▸ RECORDS PROVIDED:
Issue #15336, opened 2025-10-30
localArbitrationRunInParallelWithGlobalArbitration is flaky


xiaoxmeng:
### Bug description

455/458 Test #408: velox_parquet_e2e_filter_test ....................................................................   Passed  498.63 sec
456/458 Test #431: velox_aggregates_test ............................................................................   Passed  423.49 sec
457/458 Test #230: MockSharedArbitrationTest.localArbitrationRunInParallelWithGlobalArbitration .....................***Timeout 1500.01 sec
Note: Google Test filter = MockSharedArbitrationTest.localArbitrationRunInParallelWithGlobalArbitration
[==========] Running 1 test from 1 test suite.
[----------] Global test environment set-up.
[----------] 1 test from MockSharedArbitrationTest
[ RUN      ] MockSharedArbitrationTest.localArbitrationRunInParallelWithGlobalArbitration

458/458 Test #449: velox_exec_test ..................................................................................   Passed  3546.55 sec

99% tests passed, 1 tests failed out of 455

Total Test time (real) = 4158.83 sec

The following tests did not run:
	 99 - */MemoryAllocatorTest.allocContiguousVsize/* (Disabled)
	157 - */MemoryPoolTest.memoryLeakCheck/* (Disabled)
	291 - */SharedArbitrationTestWithThreadingModes.raceBetweenTaskTerminateAndReclaim/* (Disabled)

The following tests FAILED:
	230 - MockSharedArbitrationTest.localArbitrationRunInParallelWithGlobalArbitration (Timeout)
Errors while running CTest
Error: Process completed with exit code 8.

### System information

The failure comes from GCC build:

[Build with GCC / Ubuntu debug with resolve_dependency](https://github.com/facebookincubator/velox/actions/runs/18947002556/job/54101046963?fbclid=IwY2xjawNwjTFleHRuA2FlbQIxMQBicmlkETFDeTJ6YUFubXJ0Yk8zM0s3AR4Y_WglcrCVvKwJTm1f13Dn8YZ6PFwaN6F2WQEqEUTaJQL6ylkXq065UOlPAA_aem_1kIHZMppSbwy_VOODe7kkg#logs)

### Relevant logs

```bash

```

Jmc18134:
My PR #15518 has hit this same issue [here](https://github.com/facebookincubator/velox/actions/runs/19435642178/job/55622757885?pr=15518).

PR #15518, opened 2025-11-17
perf: Use FMT_COMPILE for float to string casting

Jmc18134:
Make the float to string casts use FMT_COMPILE, to avoid parsing the format string on every call. Also take a reference to the expected result, to avoid copying the string on every cast.

Together, these improve the performance of the basic benchmarks for real and double to scientific/standard notation casts.


Jmc18134:
The failing check seems to be an existing issue, #15336.

PR #15519, opened 2025-11-17
perf(decimal): Add helper for extracting decimal components efficiently

Jmc18134:
Move the logic for extracting integral and fractional parts from decimals to its own function with separate code paths for each scale. This lets the compiler apply strength reduction to division by the constant scale factors.

This improves the performance of the decimal cast basic benchmarks like cast_decimal_as_bigint and cast_decimal_to_inline_string.


Jmc18134:
To be clear about what the strength reduction is: When doing division by a constant divisor the compiler will often replace division instructions with multiplication by a precomputed reciprocal, which is usually much faster. Currently the divisions for getting decimal components aren't treated as constant (even though they are), which is what this patch fixes.

PR #15782, opened 2025-12-16
refactor(geo): Move GeometrySerde to common/geospatial

jagill:
Summary:
This is a better place to import it from for SpatialJoinBuilder,
which lives in exec.

Differential Revision: D89239583


velox/functions/prestosql/aggregates/CMakeLists.txt
```diff
@@ -79,7 +79,11 @@ velox_link_libraries(
 
 if(${VELOX_ENABLE_GEO})
   velox_add_library(velox_aggregates PRIVATE GeometryAggregate.cpp)
```
unidevel, line 81: Is this correct? should it be changed to `target_sources`?

PR #15789, opened 2025-12-17
fix: Prevent integer overflow in PrefixSort memory estimation

zhli1142015:
Fix an integer overflow bug in `PrefixSort::maxRequiredBytes()` that causes
incorrect memory estimation, preventing spill from triggering and leading to OOM.

**Problem**
The return type of `PrefixSort::maxRequiredBytes()` is `uint32_t`, which can only
represent up to ~4GB. When sorting large datasets (e.g., 1 billion rows), the
actual memory requirement (~24GB for prefix buffer) overflows, returning a much
smaller value (~2.35GB).

This causes `ensureSortFits()` to underestimate memory needs. The reservation
succeeds with the incorrect small value, so spill is not triggered. When
`PrefixSort::sort()` later attempts to allocate the actual memory required,
the operator is already outside the `ReclaimableSectionGuard` scope and cannot
be reclaimed, resulting in OOM.

**Fix**
Change the return type of `PrefixSort::maxRequiredBytes()` from `uint32_t` to
`uint64_t`.

### DIFF
--- a/velox/exec/PrefixSort.cpp
+++ b/velox/exec/PrefixSort.cpp
@@ -310,7 +310,7 @@ void PrefixSort::extractRowAndEncodePrefixKeys(char* row, char* prefixBuffer) {
 }
 
 // static.
-uint32_t PrefixSort::maxRequiredBytes(
+uint64_t PrefixSort::maxRequiredBytes(
     const RowContainer* rowContainer,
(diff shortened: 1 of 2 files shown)


pedroerp (approved):
Thank you

duanmeng (approved):
LGTM % thanks.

▸ DIRECTIONS FOR THIS TASK:
Write the material out again word for word.

▸ ANSWER BELOW:
Issue #15336, opened 2025-10-30
localArbitrationRunInParallelWithGlobalArbitration is flaky


xiaoxmeng:
### Bug description

455/458 Test #408: velox_parquet_e2e_filter_test ....................................................................   Passed  498.63 sec
456/458 Test #431: velox_aggregates_test ............................................................................   Passed  423.49 sec
457/458 Test #230: MockSharedArbitrationTest.localArbitrationRunInParallelWithGlobalArbitration .....................***Timeout 1500.01 sec
Note: Google Test filter = MockSharedArbitrationTest.localArbitrationRunInParallelWithGlobalArbitration
[==========] Running 1 test from 1 test suite.
[----------] Global test environment set-up.
[----------] 1 test from MockSharedArbitrationTest
[ RUN      ] MockSharedArbitrationTest.localArbitrationRunInParallelWithGlobalArbitration

458/458 Test #449: velox_exec_test ..................................................................................   Passed  3546.55 sec

99% tests passed, 1 tests failed out of 455

Total Test time (real) = 4158.83 sec

The following tests did not run:
	 99 - */MemoryAllocatorTest.allocContiguousVsize/* (Disabled)
	157 - */MemoryPoolTest.memoryLeakCheck/* (Disabled)
	291 - */SharedArbitrationTestWithThreadingModes.raceBetweenTaskTerminateAndReclaim/* (Disabled)

The following tests FAILED:
	230 - MockSharedArbitrationTest.localArbitrationRunInParallelWithGlobalArbitration (Timeout)
Errors while running CTest
Error: Process completed with exit code 8.

### System information

The failure comes from GCC build:

[Build with GCC / Ubuntu debug with resolve_dependency](https://github.com/facebookincubator/velox/actions/runs/18947002556/job/54101046963?fbclid=IwY2xjawNwjTFleHRuA2FlbQIxMQBicmlkETFDeTJ6YUFubXJ0Yk8zM0s3AR4Y_WglcrCVvKwJTm1f13Dn8YZ6PFwaN6F2WQEqEUTaJQL6ylkXq065UOlPAA_aem_1kIHZMppSbwy_VOODe7kkg#logs)

### Relevant logs

```bash

```

Jmc18134:
My PR #15518 has hit this same issue [here](https://github.com/facebookincubator/velox/actions/runs/19435642178/job/55622757885?pr=15518).

PR #15518, opened 2025-11-17
perf: Use FMT_COMPILE for float to string casting

Jmc18134:
Make the float to string casts use FMT_COMPILE, to avoid parsing the format string on every call. Also take a reference to the expected result, to avoid copying the string on every cast.

Together, these improve the performance of the basic benchmarks for real and double to scientific/standard notation casts.


Jmc18134:
The failing check seems to be an existing issue, #15336.

PR #15519, opened 2025-11-17
perf(decimal): Add helper for extracting decimal components efficiently

Jmc18134:
Move the logic for extracting integral and fractional parts from decimals to its own function with separate code paths for each scale. This lets the compiler apply strength reduction to division by the constant scale factors.

This improves the performance of the decimal cast basic benchmarks like cast_decimal_as_bigint and cast_decimal_to_inline_string.


Jmc18134:
To be clear about what the strength reduction is: When doing division by a constant divisor the compiler will often replace division instructions with multiplication by a precomputed reciprocal, which is usually much faster. Currently the divisions for getting decimal components aren't treated as constant (even though they are), which is what this patch fixes.

PR #15782, opened 2025-12-16
refactor(geo): Move GeometrySerde to common/geospatial

jagill:
Summary:
This is a better place to import it from for SpatialJoinBuilder,
which lives in exec.

Differential Revision: D89239583


velox/functions/prestosql/aggregates/CMakeLists.txt
```diff
@@ -79,7 +79,11 @@ velox_link_libraries(
 
 if(${VELOX_ENABLE_GEO})
   velox_add_library(velox_aggregates PRIVATE GeometryAggregate.cpp)
```
unidevel, line 81: Is this correct? should it be changed to `target_sources`?

PR #15789, opened 2025-12-17
fix: Prevent integer overflow in PrefixSort memory estimation

zhli1142015:
Fix an integer overflow bug in `PrefixSort::maxRequiredBytes()` that causes
incorrect memory estimation, preventing spill from triggering and leading to OOM.

**Problem**
The return type of `PrefixSort::maxRequiredBytes()` is `uint32_t`, which can only
represent up to ~4GB. When sorting large datasets (e.g., 1 billion rows), the
actual memory requirement (~24GB for prefix buffer) overflows, returning a much
smaller value (~2.35GB).

This causes `ensureSortFits()` to underestimate memory needs. The reservation
succeeds with the incorrect small value, so spill is not triggered. When
`PrefixSort::sort()` later attempts to allocate the actual memory required,
the operator is already outside the `ReclaimableSectionGuard` scope and cannot
be reclaimed, resulting in OOM.

**Fix**
Change the return type of `PrefixSort::maxRequiredBytes()` from `uint32_t` to
`uint64_t`.

### DIFF
--- a/velox/exec/PrefixSort.cpp
+++ b/velox/exec/PrefixSort.cpp
@@ -310,7 +310,7 @@ void PrefixSort::extractRowAndEncodePrefixKeys(char* row, char* prefixBuffer) {
 }
 
 // static.
-uint32_t PrefixSort::maxRequiredBytes(
+uint64_t PrefixSort::maxRequiredBytes(
     const RowContainer* rowContainer,
(diff shortened: 1 of 2 files shown)


pedroerp (approved):
Thank you

duanmeng (approved):
LGTM % thanks.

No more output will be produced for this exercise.